Fewer first strokes in T2DM patients after GLP-1RA treatment
Effects of Semaglutide on Stroke Subtypes in Type 2 Diabetes: Post Hoc Analysis of the Randomized SUSTAIN 6 and PIONEER 6
Introduction and methods
Background
As DM patients are more likely to have a stroke at a younger age, with worse outcomes and a higher recurrence risk than those without DM [1,2], stroke prevention is highly important in DM. Based on growing evidence, GLP-1RAs may reduce stroke risk in T2DM patients, even beyond glycemic control [3-8].
Aim of the study
The authors aimed to examine the effect of the GLP-1RA semaglutide on stroke risk, stratified by stroke subtype, in T2DM patients at high CVD risk.
Methods
In an exploratory post-hoc analysis, data from two global phase 3 RCTs were pooled: the SUSTAIN 6 and PIONEER 6 trial. In the SUSTAIN 6 (Trial to Evaluate Cardiovascular and Other Long-Term Outcomes With Semaglutide in Subjects With Type 2 Diabetes), patients were randomized to once-weekly 0.5 or 1 mg semaglutide subcutaneous or placebo [9], whereas once-daily 14 mg semaglutide orally or placebo was used in the PIONEER (Peptide Innovation for Early Diabetes Treatment) 6 study [10]. Inclusion criteria for both trials were: (1) T2DM; and (2) age ≥50 years with established CVD (f.e., MI, stroke, TIAs), chronic HF, or chronic kidney disease; or age ≥60 years with CVD risk factors.
Outcomes
The main outcomes were time to first occurrence of any type of stroke (fatal and nonfatal) and stroke subtypes (ischemic, hemorrhagic, or unknown). In a subgroup analysis, treatment effects on time to occurrence of any stroke were assessed across different subgroups, including prior stroke, prior MI or stroke, prior AF, age, sex, eGFR and systolic blood pressure. In addition, the impact of prior stroke on the effect of semaglutide versus placebo on time to first MACE was investigated.
Main results
Stroke risk
- Of the 6480 participants from both trials, 106 (1.6%) had a stroke (1.0 event/100 patient-years of observation [PYO]).

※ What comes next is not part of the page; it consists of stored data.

PR #64, opened 2026-04-13
feat: add version pinning for git-based installs (A-402)

jcfischer:
## Summary

- Parse `MySkill@1.2.0` name@version syntax in CLI input (`parseNameVersion`)
- Add `--version` flag for URL-based installs
- After git clone, checkout version tag (`v1.2.0` then `1.2.0` fallback)
- Helpful error with available tags when pinned version not found
- Registry installs (`@scope/name@1.2.0`) already worked — no changes needed

## Usage

```bash
arc install MySkill@1.2.0                              # name@version
arc install https://github.com/foo/bar --version 1.2.0 # URL + flag
arc install @scope/name@1.2.0                          # registry (existing)
```

## Changes

| File | Change |
|------|--------|
| `src/commands/install.ts` | `pinnedVersion` option, `parseNameVersion()`, `checkoutVersionTag()` |
| `src/cli.ts` | `--version` flag, wire name@version parsing to install |
| `test/commands/install.test.ts` | 8 new tests (3 git tag, 5 parseNameVersion) |
| `blueprint.yaml` | A-402 → done |
| `package.json` | 0.14.2 → 0.15.0 |

## Test plan

- [x] 467 tests passing (full suite)
- [x] Pinned install checks out correct v-prefixed tag
- [x] Pinned install checks out plain tag (no v prefix)
- [x] Missing tag fails with available versions list
- [x] parseNameVersion handles URLs, scoped refs, non-semver correctly
- [ ] Code review

### DIFF
--- a/blueprint.yaml
+++ b/blueprint.yaml
@@ -106,7 +106,7 @@ features:
 
   - id: A-402
     name: Version pinning
-    status: planned
+    status: done
     iteration: 4
     depends: [A-300]
     description: "arc install MySkill@1.2.0 — pin to specific version during install"
--- a/package.json
+++ b/package.json
@@ -1,6 +1,6 @@
 {
   "name": "arc",
-  "version": "0.14.2",
+  "version": "0.15.0",
   "description": "Agentic component package manager — install, manage, and distribute AI agent skills",
   "type": "module",
   "bin": {
--- a/src/cli.ts
+++ b/src/cli.ts
@@ -3,7 +3,7 @@
 import { Command } from "commander";
 import { createPaths, ensureDirectories } from "./lib/paths.js";
 import { openDatabase } from "./lib/db.js";
-import { install } from "./commands/install.js";
+import { install, parseNameVersion } from "./commands/install.js";
 import { list, formatList, formatListJson } from "./commands/list.js";
 import { info, formatInfo, formatInfoJson } from "./commands/info.js";
 import { audit, formatAudit } from "./commands/audit.js";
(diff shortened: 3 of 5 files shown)


mellanon:
## Review: feat: add version pinning for git-based installs (A-402)

**Verdict: Approve with minor notes**

Clean, focused feature. Well-tested. Good to merge.

### What's good
- **Correct scoping** — only touches git-based installs, leaves registry path alone
- **Smart tag fallback** — tries `v1.2.0` then `1.2.0`, helpful error listing available tags on miss
- **`parseNameVersion` is defensive** — excludes URLs, scoped refs, git@ prefixes, non-semver suffixes
- **CLI flag precedence** — `--version` flag overrides `@version` suffix via `??=`, correct
- **Tests are solid** — 8 tests covering tag checkout (v-prefix, plain, missing) and parse edge cases
- **Cleanup on failure** — `rm -rf` the cloned dir if version tag not found, no orphaned clones

1. **Inconsistent variable in URL path** — `cli.ts` line ~182 in the diff passes `pinnedVersion: opts.version` for URL-based installs, but the name-based path (line ~216) passes the local `pinnedVersion` variable. Not a bug (URLs won't trigger `parseNameVersion` so they'd be equal), but inconsistent — should use the local `pinnedVersion` in both paths for clarity.

2. **`--version` flag naming** — `arc install --version 1.2.0` could be confused with `arc --version` (show CLI version). Alternative names like `--pin` or `--tag` would be unambiguous. Low priority since Commander scopes flags per subcommand, but worth considering.

3. **No semver validation on `--version` flag** — `parseNameVersion` validates semver format, but the `--version` CLI flag passes straight to `git checkout` without validation. `arc install MySkill --version main` would checkout the `main` branch, not a version tag. Probably fine for power users, but adding the same semver check from `parseNameVersion` would make it consistent.

### Security
- `Bun.spawnSync` with argv array — no shell injection risk
- Version checkout scoped to the cloned repo directory — safe

mellanon (approved):
Approve — clean feature, well-tested. Minor notes in comment above.

jcfischer:
All three review notes addressed in 70eebf2:

1. **Consistent variable** — URL path now uses `pinnedVersion` local variable (same as name-based path)
2. **Flag renamed** — `--version` → `--pin` to avoid confusion with `arc --version`
3. **Semver validation** — `--pin` now validates with the same `/^v?\d+\.\d+/` check as `@version` suffix. `arc install MySkill --pin main` → error

467 tests still passing.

- Semaglutide reduced the incidence of any first stroke compared with placebo (0.8 vs. 1.1 events/100 PYO; hazard ratio [HR]: 0.68; 95% CI: 0.46–1.00; P = 0.048). When stratified to stroke subtypes, no difference in treatment effect was observed.
- Among the ischemic strokes, only the risk of small-vessel occlusion was reduced with semaglutide treatment compared with placebo (0.3 vs. 0.7 events/100 PYO; HR: 0.51; 95% CI: 0.29–0.89; P = 0.017).
Subgroup analysis
- In the subgroup analysis, the risk of any stroke tended to be lower in the semaglutide group than in the placebo group, except in patients with prior AF and those aged ≥75 years, although these differences were not statistically significant.
- Semaglutide decreased the risk of any stroke in patients without prior stroke compared with placebo (0.5 vs. 0.9 events/100 PYO; HR: 0.60; 95% CI: 0.37–0.99) but not in those who had a history of stroke (2.7 vs. 3.0 events/100 PYO; HR: 0.89; 95% CI: 0.47–1.69) (P for interaction with prior stroke = 0.35).
- There were no significant interactions between treatment effects on risk of any stroke and the subgroups, except for prior AF (interaction P = 0.025), although the number of events was very low in the group with prior AF (7 events in semaglutide group vs. 1 event in placebo group).
MACE risk
- Semaglutide reduced the risk of first MACE in patients without prior stroke compared with placebo (2.8 vs. 3.8 events per 100 PYO; HR: 0.74; 95% CI: 0.59–0.92; P = 0.007) but not in those with prior stroke (5.2 vs 6.0 events per 100 PYO; HR: 0.86; 95% CI: 0.54–1.36; P = 0.52).
- There were no significant interactions between treatment effects on MACE risk and the prior stroke subgroup (interaction P = 0.56).
Conclusion
In T2DM patients with high CVD risk, semaglutide reduced the risk of any first stroke compared with placebo, regardless of prior stroke. Semaglutide’s effect was mainly due to a lower risk of small-vessel occlusion.